Quote For The Day

From Conor Friedersdorf’s excellent interview of writer and professor David Hillel Gelernter:

Everyone knows that we live in politically superheated times; partisanship feels more bitter and more personal than it ever has in my lifetime.

There are many reasons, but here is one: we all know that faith in the Judeo-Christian religions is dramatically weaker than it used to be. But human beings are religious animals, and most will find an alternative if the conventional choices are gone.

The readiest replacement nowadays for lost traditional religion is political ideology. But a citizen with faith in a political position, instead of rational belief, is a potential disaster for democracy. A religious believer can rarely be argued out of his faith in any ordinary conversational give-and-take. His personality is more likely to be wrapped up with his religion than with any mere political program. When a person’s religion is attacked, he’s more likely to take it personally and dislike (or even hate) the attacker than he is in the case of mere political attacks or arguments. Thus, the collapse of traditional religion within important parts of the population is one cause of our increasingly poisoned politics. Yet it doesn’t have to be this way.

Turn back to the generation after the Second World War. The collapse of religion is well underway, but there is another alternate religion at hand: art.

Think of the extraordinary blaze-up of art in America in the postwar years, especially the 1950s and first half of the ‘60s: painting above all; choreography in New York (Balanchine, Robbins, the American Ballet Theater, the Joffrey and other regional companies); serious music, led by Bernstein’s Young Peoples Concerts broadcast  nationwide by CBS; intense interest in new American novelists; Frost; the Americanized Auden, Eliot and Delmore Schwartz; the great quartet of European masters as seen from the US: Picasso and Matisse, Giacometti and Chagall; the European film as an art form (Swedish, Italian and French––Hitchcock’s Birds, for that matter, opened in the early ‘60s at MOMA); in the architecture of the Americans Wright and Kahn and Eero Saarinen, and the Europeans Mies and Corbu and Gropius; in the design of the Eames studio, in the museum show as an event, in drama and the Actor’s Studio; art-books, magazines, posters, high-fidelity audio, Lincoln Center, the Dick van Dyke show; a situation comedy with frequent episodes about the theater, galleries, art films–and on and on.

An astonishing era.

Among much else, it helped politics go down easier. (Only a little easier; but every bit helped.)  Other things did too, of course; and art, as always, was its own reward.
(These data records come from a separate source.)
Issue #1796, opened 2018-11-09
Single dashes in song title trip up parser


reitzig:
Listening to [Sock 'n' Doll on Youtube Music](https://music.youtube.com/watch?v=l3P9Nv3mHZI&feature=share).

![image](https://user-images.githubusercontent.com/4246780/48256228-3fc02700-e40f-11e8-9354-d88600c0092e.png)

### Expected behavior

Scrobbles correctly.

### Current behavior

Detects only the part between single quotes as title.

![image](https://user-images.githubusercontent.com/4246780/48256216-3a62dc80-e40f-11e8-83b5-b9b8f6ab4cb2.png)

### Environment

* Version used: 2.8.0
* Browser name and version: FF 63.0 (64bit), Ubuntu 18.04

PR #1797, opened 2018-11-09
Handle single quotes in Youtube titles

reitzig:
Test case for #1796


reitzig:
Hm, the problem seems to lie elsewhere.

reitzig:
Not knowing the use cases for that filter, it's hard to make a guess as to what's necessary. Having `.*` in there begs for trouble, imho.

Would it help to solve those use cases by adding a suitable regexp to `youtubeTitleRegExps` (in a suitable position)? Meaning, if the part between quotes is a suitable artist+title thing, use that; if not, try the next pattern (the existing ones).

inverse:
Exactly - it's really hard to gauge the usage.

Unfortunately the way the filters work right now is that'll run them all through a title before sending off to last.fm - which IMHO makes sense to some degree.

I think having some min-length could work as these right now will assume the track title to be empty if it's just single quotes.

inverse:
Looks like the regex needs whitespace around the `'` so it's not as bad as it seems. Only the ones with `'n'` would fail.

inverse:
Merged the other PR that should fix it. I wonder why this was still passing before with what you added :/ Will need to investigate.

inverse:
So it turns out that that test case you added just covers https://github.com/web-scrobbler/web-scrobbler/blob/master/src/core/content/util.js#L32

inverse:
Closing due to other test case covering this. Eventually we should tidy up this logic as there are some filters going on in util that should be consolidated.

But we miss something if we don’t see how the religion of art took pressure off politics.

Nowadays it’s mostly gone. But it doesn’t have to be. Art itself is the reason to bring art back to center stage. But some of the merely incidental benefits might be enormous.

My emphasis in bold.

There is a bucketload of truth in this statement. As anyone who has tried to engage your average pro or anti-Trump or Brexit activist in conversation or debate about politics will attest, reasoned discussion is hard to come by, precisely because faith is now vested in political tribes rather than God. In fact, the politically neutral (or those who refuse to see Donald Trump as either Saint Ronald Reagan 2.0 or Hitler Reborn, Brexit as an unadulterated good or an unprecedented disaster) tend to have the hardest time of all – the new atheists and agnostics.

Partisans on either side are increasingly being defriended, blocked or ignored in the real world by those incapable of making the leap of empathy required to understand or forgive a vote for the opposing side. But agnostics and those in the middle face the ire of both sides, incredulous that they can neither see the self-evident worth of the “right” side or the existential danger of the “wrong” side.

It is worse now than it was a decade ago under the George W. Bush administration, and by all accounts it was worse then than it was before under Clinton, Bush senior or Reagan.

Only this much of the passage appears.